Bug 14105 - dchisq tail accuracy
dchisq tail accuracy
Status: RESOLVED FIXED
Product: R
Classification: Unclassified
Component: Accuracy
old
ix86 (32-bit) Windows 32-bit
: P5 normal
Assigned To: Jitterbug compatibility account
Depends on:
Blocks:
  Show dependency treegraph
 
Reported: 2009-12-02 22:51 UTC by Jitterbug compatibility account
Modified: 2010-04-11 14:17 UTC (History)
1 user (show)

See Also:


Attachments

Note You need to log in before you can comment on or make changes to this bug.
Description Jitterbug compatibility account 2009-12-02 22:51:06 UTC
From: Jerry.Lewis@biogenidec.com
Full_Name: Jerry W. Lewis
Version: 2.10.0
OS: Windows XP Professional
Submission from: (NULL) (198.180.131.16)


dchisq is inaccurate in the extreme tails.  For instance, dchisq(1510,2,952)
returns 4.871004e-18 which is almost 15 times smaller than the correct value of
7.053889e-17.  A better approach for ncp>0 would be
  besselI(sxn,d2,TRUE) * (x/ncp)^(d2/2) * exp(sxn-(x+ncp)/2)/2
where logs may prevent over/underflow in extreme calculations.

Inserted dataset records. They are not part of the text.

PR #662, opened 2021-06-22
fix(plans): conditionally display select network link in plans wiz

seanforyou23:
This PR hides the "Select a different network" link if the specified namespace isn't found in the available namespaces of the first (general) step of the plans wizard. It also ensures values persist when removing focus from the target namespace field. Should help close https://github.com/konveyor/forklift-ui/issues/463

Screen Shot 2021-06-22 at 2 39 32 PM

Screen Shot 2021-06-22 at 2 39 48 PM

### DIFF
--- a/src/app/Plans/components/Wizard/GeneralForm.tsx
+++ b/src/app/Plans/components/Wizard/GeneralForm.tsx
@@ -45,6 +45,11 @@ const GeneralForm: React.FunctionComponent<IGeneralFormProps> = ({
   const clusterProvidersQuery = useClusterProvidersQuery();
   const namespacesQuery = useNamespacesQuery(form.values.targetProvider);
 
+  const targetNsFoundInQueriesNs = () =>
+    namespacesQuery.data?.reduce((acc, namespace) => {
+      return acc ? true : form.values.targetNamespace === namespace.name;
+    }, false);
+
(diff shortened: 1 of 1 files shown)


src/app/Plans/components/Wizard/GeneralForm.tsx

Comment 1 Jitterbug compatibility account 2009-12-02 23:14:45 UTC
From: Jerry Lewis <jerry.lewis@biogenidec.com>
The undefined variables in the original post are
   d2 <- df/2-1
   sxn <- sqrt(x*ncp)

Jerry
	[[alternative HTML version deleted]]

Comment 2 Jitterbug compatibility account 2009-12-03 19:10:01 UTC
Audit (from Jitterbug):
Thu Dec  3 13:10:01 2009	ripley	moved from incoming to Accuracy
Comment 3 Jitterbug compatibility account 2010-01-04 02:54:51 UTC
From: Jerry Lewis <jerry.lewis@biogenidec.com>
The issue seems to be that the infinite sum is truncated too early when x 
is in the extreme upper tail.  An easily validated improvement to to 
dnchisq.c would be to add an additional requirement in the upper tail 
while condition, that the summation should continue while the additive 
term remains too big a fraction of the saddlepoint density.  Here is 
replacement code that partially offsets the time required for addtional 
terms in the sum by calculating x*ncp2 only once instead of repeating it 
in every iteration of both loops.

    x2 = x * ncp2
    /* upper tail */
    term = mid; df = dfmid; i = imax;
    s = 0.5 - (dx+sqrt(dx*dx+4*ncp/x))*0.25  /* saddlepoint */
    s2 = 1-2*s
    termlimit = exp(ncp*s/s2 - log(s2)*df*0.5 - s*x - 
log((df+2*ncp+4*ncp*s/s2)/(s2*s2)*pi) - log(2)*2**54) /* saddlepoint 
density * 2^-53 */
    do {
        i++;
        q = x2 / i / df;
        df += 2;
        term *= q;
        sum += term;
    } while (q >= 1 || term * q > (1-q)*eps || term > termlimit);
    /* lower tail */
    term = mid; df = dfmid; i = imax;
    while ( i ){
        df -= 2;
        q = i * df / x2;
        i--;
        term *= q;
        sum += term;
        if (q < 1 && term * q <= (1-q)*eps) break;
    }

Jerry
	[[alternative HTML version deleted]]

Comment 4 Brian Ripley 2010-04-11 14:17:36 UTC
Patches should at least be valid C: this is not.

dx is undefined, no reference is given to find out what might have been meant.

Surely it is basic knowledge that compilers are very good at
extracting invariant expressions from loops: no evidence is given of
the purported performance improvement by doing so manually.

A much simpler fix seems to work well enough, and has been put in 2.12.0.